I explored OpenAI, CrewAI, LangGraph, Autogen, and MCP frameworks by building real projects. This post shares insights, pros, cons, and use cases to help you pick the right one.

What I Actually Learned Building with 5 Agentic AI Frameworks
TL;DR
I spent weeks building projects with five different Agentic AI frameworks: OpenAI Agents SDK, CrewAI, LangGraph, Autogen, and MCP. Here's the honest truth: there's no perfect framework. Each one clicked for different reasons.
OpenAI SDK and CrewAI were the easiest to pick up. I was productive almost immediately. LangGraph gave me the most control when I needed to map out exactly how my agent should think. MCP solved a real headache when I needed to plug into multiple external services. Autogen? Still wrapping my head around it, but its distributed architecture is seriously impressive for the right use case.

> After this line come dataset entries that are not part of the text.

PR #231, opened 2024-04-05
Expose and add defaults to turb const

benflexcompute:


flow360/__init__.py
```diff
@@ -92,6 +92,8 @@
     LinearSolver,
     NavierStokesSolver,
     PressureCorrectionSolver,
+    TurbulenceModelConstantsSA,
```
chai-flex, line 95: Can we use a better name here? SpalartAllmarasModelConstants? similarly for kOmegaSST we can use KOmegaSSTModelConstants

benflexcompute: Done and renamed to `KOmegaSSTModelConstants` and `SpalartAllmarasModelConstants`

PR #234, opened 2024-04-10
[SCFD-1408] Fix turbulence quantities update for freestream

awkrupka:


maciej-flexcompute (approved):

flow360/component/flow360_params/flow360_params.py
```diff
@@ -546,9 +546,6 @@ class FreestreamBase(Flow360BaseModel, metaclass=ABCMeta):
     turbulent_viscosity_ratio: Optional[NonNegativeFloat] = pd.Field(
         alias="turbulentViscosityRatio"
     )
-    ## Legacy update pending.
-    ## The validation for turbulenceQuantities (make sure we have correct combinations, maybe in root validator)
-    ## is also pending. TODO
```
benflexcompute, line 551: Can we keep these as the current PR does not address this?

What I meant by this TODO comment is that currently we do not have validation check in the python client for example using SA turbulence model while specifying `specificDissipationRate` under `turbulence_quantities` which is numerically invalid.

awkrupka: Oh, I see! I will revert this in this case. I thought this was a leftover from before we had pydantic models for the quantities.

awkrupka: Fixed. Merging now.

PR #235, opened 2024-04-10
[SCFD-1408] Fix turbulence quantities update for freestream

awkrupka:


awkrupka:
Cherrypicked changes from 2a36e53 on develop.

PR #239, opened 2024-04-11
added strucuture and interface for Simulation object

maciej-flexcompute:


benflexcompute:
Rebased on to the pydantic version bump PR.

PR #242, opened 2024-04-15
Bump Pydantic version to V2

benflexcompute:


flow360/__init__.py
```diff
@@ -144,3 +145,130 @@
 from .flags import Flags
 from .user_config import UserConfig
 from .version import __version__
+
```
benflexcompute, line 148: ruff complains import but not used for all these __init__.py files.

examples/volume_mesher_v2_from_inputs.py
```diff
@@ -1,9 +1,10 @@
-import os
-
-os.environ["FLOW360_BETA_FEATURES"] = "1"
+# Comment out to pass linter. Uncomment below to run this example
+# import os
+# os.environ["FLOW360_BETA_FEATURES"] = "1"
```
benflexcompute, line 3: I really cannot come up with a good way of fixing this without introducing a new error... Ruff complains that the imports are not at root level for this one.

flow360/component/utils.py
```diff
@@ -78,14 +77,6 @@ def shared_account_confirm_proceed():
         return True
 
 
-# pylint: disable=bare-except
```
benflexcompute, line 81: does not seem to be used.

flow360/log.py
```diff
@@ -299,14 +296,13 @@ def set_logging_file(
...
-        except Exception as error:  # pylint: disable=broad-exception-caught
+        except Exception as error:
             del log.handlers["file"]
             log.warning(f"Log file could not be closed: {error}")
 
     try:
-        # pylint: disable=consider-using-with,unspecified-encoding
         file = open(fname, filemode)
-    except:  # pylint: disable=bare-except
+    except (IOError, OSError):
```
benflexcompute, line 305: What else exceptions you guys can think of?

tests/params/test_outputs.py
```diff
@@ -36,6 +34,11 @@ def change_test_dir(request, monkeypatch):
     monkeypatch.chdir(request.fspath.dirname)
 
 
+@pytest.fixture
```
benflexcompute, line 37: This fixes the ruff complaint about `array_equality_override`/`mock_response` not used but if I pass the `setup_array_equality_override` to the test function then the unit test fails so this probably is just a hack instead of a fix.

Not sure what is a proper way as I thought passing the `setup_array_equality_override` to the test function should have worked...

benflexcompute: There are many similar instances.

tests/test_unit_system.py
```diff
@@ -26,8 +23,13 @@
...
 
 
+@pytest.fixture
+def setup_array_equality_override():
+    return array_equality_override
+
+
 class DataWithUnits(pd.BaseModel):
-    l: LengthType = pd.Field()
+    L: LengthType = pd.Field()
```
benflexcompute, line 32: Ruff does not like single l character as variable name as this is said to be easily confused with other letters (like 1 or i) when using certain fonts.

Make sense to me so I changed it. Is their any backend data structures that also uses this. I do not want to break consistency.

benflexcompute (commented):
Done self-reviewing

tests/params/test_outputs.py
andrzej-krupka: https://github.com/astral-sh/ruff/issues/4046

Seems like we are not the only ones having this issue.

The suggested solution is moving the fixture definition to conftest.py it seems.

flow360/__init__.py
andrzej-krupka: I think we should have an __all__ variable listing all imported types: https://github.com/astral-sh/ruff/issues/484

It seems like ruff should be able to fix those if ran with the --fix flag.

examples/volume_mesher_v2_from_inputs.py
andrzej-krupka: Beta_features are somewhat hacky right now and I think they aren't used anywhere - in the refactor we will probably need to come up with a better solution for feature flagging - I think this could be removed for now? @maciej-flexcompute

flow360/__init__.py
maciej-flexcompute: see here: https://github.com/flexcompute/tidy3d/blob/develop/tidy3d/__init__.py

flow360/component/flow360_params/unit_system.py
```diff
@@ -445,47 +435,41 @@ def validate(vec_cls, value):
             setattr(cls_obj, "__get_validators__", lambda: (yield getattr(cls_obj, "validate")))
             return cls_obj
 
-    # pylint: disable=invalid-name
```
maciej-flexcompute, line 448: why ruff doesn't complain here?

flow360/component/flow360_params/unit_system.py
```diff
@@ -33,61 +32,61 @@
 u.dimensions.inverse_area = 1 / u.dimensions.area
 u.dimensions.inverse_length = 1 / u.dimensions.length
 
-# pylint: disable=no-member
+
```
maciej-flexcompute, line 35: why ruff doesn't complain here?

flow360/component/flow360_params/unit_system.py
```diff
@@ -1174,7 +1156,6 @@ def __exit__(self, exc_type, exc_val, exc_tb):
 _flow360_system = {u.dimension_type.dim_name: u for u in dimensions}
 
 
-# pylint: disable=too-many-instance-attributes
```
maciej-flexcompute, line 1177: why ruff doesn't complain here, what is the ruff limit?

flow360/component/flow360_params/validations.py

Bottom line: pick the framework that matches your problem, not the one with the most hype.
Introduction
"Which framework should I use?"
I kept asking myself this question when I started diving into agentic AI. The landscape is crowded, and everyone seems to have a strong opinion. So instead of reading more blog posts, I decided to actually build things.
Here's what I worked on:
- OpenAI Agents SDK - A deep research system with output guardrails
- CrewAI - A stock picker with a hierarchical team of agents
- LangGraph - A "Sidekick" assistant that browses the web and evaluates its own work
- Autogen - A world where agents create other agents dynamically
- MCP - A trading floor where AI traders connect to market data, accounts, and search services
What follows is what I actually learned—the good parts, the frustrating bits, and when you'd actually want to use each one.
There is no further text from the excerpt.